Every line in the records below that holds "software" must be identified and copied.

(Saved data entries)

*** Block opens ***

PR #604, opened 2020-08-07
Aibolit WP: split long sentence. 

### LINKED ISSUE #603: Aibolit WP: write it better
https://github.com/cqfn/aibolit/blob/7ba9e693d551f110c92521af02b5fa09f33163bc/wp/sections/usage_scenarios.tex#L3

write this sentence better

acheshkov:
closes #603 
the long sentence is split and written simpler.

### DIFF
--- a/wp/sections/usage_scenarios.tex
+++ b/wp/sections/usage_scenarios.tex
@@ -1,7 +1,7 @@
 \subsection{Aibolit Index}
 
-In addition to the recommendation functionality, we designed an \textit{"Aibolit Index"}. 
-The Aibolit Index is useful to metric the overall quality of some project.
+In addition to the recommendation functionality, we proppose \textit{Aibolit Index}, 
+a score that measures the overall quality of a given software project.
 It is is a single number, with following properties: 
 \begin{itemize}
 \item[(i)] the more patterns are suggested to fix, the higher Aibolit Index;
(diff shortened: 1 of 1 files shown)


wp/sections/usage_scenarios.tex
```diff
@@ -1,6 +1,7 @@
 \subsection{Aibolit Index}
 
-In addition to the recommendation functionality, we designed a feature to measure the overall quality of developer's source code, \textit{Aibolit Index}.
+In addition to the recommendation functionality, we designed an \textit{"Aibolit Index"}.
```
KatGarmash, line 3: I actually don't think you should split this sentence.

I'd just rewrite a bit: 
In addition to the recommendation functionality, we prppose \textit{Aibolit Index}, a score that measures the overall quality of developer's source code.

acheshkov: I'm okay even with the previous version of the sentence, except this part `of developer's source code`. I suggest this refactoring, as I understand the professor's comments.

KatGarmash: Ah then maybe:

"""
In addition to the recommendation functionality, we proppose \textit{Aibolit Index}, a score that measures the overall quality of a given software project.
"""

I think "a given" sounds better than "some" in this context.

acheshkov: I like it

PR #607, opened 2020-08-08
Scope graph

### LINKED ISSUE #570: Copmuted field 'statements_by_scope'
To provide seamless functionality with `JavalangImproved` we need to be able to provide all method statements grouped by scope.

aravij:
Fix #570 
Scope graph provides tree like structure with code scopes as nodes. Each scope has a list of its statements. Handles lambdas inside expressions, if and cycle conditions, etc. Anonymous class are not supported currently.

While it is said 15 files were changed, half of it was just moved in another directory. It is done to make separate directory for `ast_framework` tests. Most important changes are in `scope.py` and `scope_extractors.py` files. This new functionality tested with `test_scope.py` and `ScopeTest.java` files, which is quite large, just to cover a lot of cases.


acheshkov:
@rultor merge

Issue #623, opened 2020-08-20
sum of NCSS of all components must be equal to the ncss of the whole file


lyriccoder:
sum of NCSS of all components must be equal to the ncss of the whole file.
 Now it differs significantly for all files.

Example is here:
[Configuration.java.txt](https://github.com/cqfn/aibolit/files/5103402/Configuration.java.txt)

1211 (all components) vs 1502 (the whole file)

PR #624, opened 2020-08-20
Test for ncss value for all components

lyriccoder:
Please specify the following in the description:

Test for https://github.com/cqfn/aibolit/issues/623

It should be fixed in https://github.com/cqfn/aibolit/pull/611


aibolit/config.py
```diff
@@ -174,6 +174,8 @@ def get_patterns_config():
             },
             "patterns_exclude": [
                 "P27",  # empty implementation
+                "P20_5", "P20_7", "P20_11",  # wasn't refactored yet
+                "P28", "P9",  # patterns based on text cannot accept arbitrary AST
             ],
-            "metrics_exclude": []
+            "metrics_exclude": ["M1", "M3_1", "M3_2", "M3_3", "M3_4", "M5", "M6", "M7"]
```
acheshkov, line 180: why we exclude metrics?

aravij: They have been excluded in my PR. I did it, because they are not refactored. So we only have NCSS and Cognitive.

aravij:
There was some failures with NCSS test. It was due to presence of CLASS_DECLARATION node in all components and presence of nested classes, which was not particapated in decomposition.

To bypass nested classes I calculate NCSS of only class methods and fields instead of calculating whole class NCSS. To bypass CLASS_DECLARATION problem I add number of components to the sum of methods and fields NCSS. It compensate presence of this noe in components.

lyriccoder:
@acheshkov  could you please review? I can't review/accept my own PR

acheshkov (approved):

acheshkov:
@rultor merge

PR #629, opened 2020-08-25
Add ability to not decompose classes on env var present.

### LINKED ISSUE #628: Add ability to create dataset without decomposition.
This can be done with help of environment variable `LCOM_DECOMPOSITION`. If it set to "True" or "1" decomposition is applied. If it is set to "False" or "0" it is not applied. By default decomposition is applied.

aravij:
Fix #628

If there is environment variable `LCOM_DECOMPOSITION` and it is equal to "False" or "0" all classes processed as is without LCOM decomposition. If it is equal to "True", "1" or not set at all decomposition is applied. In all other cases decomposition is still applied, but warning message is printed.


lyriccoder (approved):
ok

acheshkov:
@rultor merge

aravij:
@acheshkov those bots 0pdd and zerocrat just post their stack traces and nothing else. We better delete them from our repository. They don't help, just distract.

acheshkov:
> @acheshkov those bots 0pdd and zerocrat just post their stack traces and nothing else. We better delete them from our repository. They don't help, just distract.

@aravij let's discuss it on a meeting

PR #633, opened 2020-08-26
Multitargeting

### LINKED ISSUE #632: Mutitargeting.
Add ability to train against different metrics:
 - RFC
 - Fanout
 - Max diameter

aravij:
Fix #632 

Added ability to choose target metric to be trained against.
Currently supported:
 - Cognitive complexity
 - Fan out
 - Max methods diameter
 - Response for a class

### DIFF
--- a/aibolit/__main__.py
+++ b/aibolit/__main__.py
@@ -120,10 +120,24 @@ def train():
         required=False,
         default=False
     )
+    parser.add_argument(
+        "--target-metric",
+        choices=["rfc", "fanout", "diameter", "cognitive"],
+        default="cognitive",
+        help="Select target metric. Available metrics: rfc, fanout, diameter, cognitive. "
+             "Default is cognitive."
+    )
     args = parser.parse_args(sys.argv[2:])
     if not args.skip_collect_dataset:
         collect_dataset(args)
-    train_process()
+
+    metric_name_to_code = {
+        "rfc": "M9",
+        "fanout": "M10",
+        "diameter": "M6",
+        "cognitive": "M4",
+    }
+    train_process(metric_name_to_code[args.target_metric])
 
 
 def __count_value(value_dict, input_params, code_lines_dict, java_file: str, is_metric=False):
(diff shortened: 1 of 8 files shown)


aibolit/__main__.py
```diff
@@ -120,10 +120,24 @@ def train():
...
     if not args.skip_collect_dataset:
         collect_dataset(args)
-    train_process()
+
+    metric_name_to_code = {
+        "rfc": "M9",
+        "fanout": "M10",
+        "diameter": "M6",
+        "cognitive": "M4",
+    }
```
acheshkov, line 139: If possible, I'd add this data to aibolit/config.py

aibolit/model/model.py
```diff
@@ -54,7 +54,7 @@ def scale_dataset(
     metrics_codes_set = [x['code'] for x in config['metrics']]
     exclude_features = set(config['patterns_exclude']).union(set(config['metrics_exclude']))
     used_codes = set(features_conf['features_order'])
-    used_codes.add('M4')
+    used_codes |= {'M4', 'M6', 'M9', 'M10'}
     not_scaled_codes = set(patterns_codes_set).union(set(metrics_codes_set)).difference(used_codes).difference(
```
lyriccoder, line 58: can we just add a parameter, 1 parameter target. And then we will add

*** Block closes ***

**EXERCISE RESPONSE:**
+a score that measures the overall quality of a given software project.
In addition to the recommendation functionality, we proppose \textit{Aibolit Index}, a score that measures the overall quality of a given software project.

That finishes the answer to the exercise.